§ REQUIREMENT
Exact duplicates of all the records are needed.
TASK MATERIAL START
PR #660, opened 2017-04-18
Hotfix: Closing extra DB connections on D files

alburde1:
Closing extra DB connections in the threaded functions

### DIFF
TASK MATERIAL END
§ RESPONSE
PR #660, opened 2017-04-18
Hotfix: Closing extra DB connections on D files

alburde1:
Closing extra DB connections in the threaded functions

### DIFF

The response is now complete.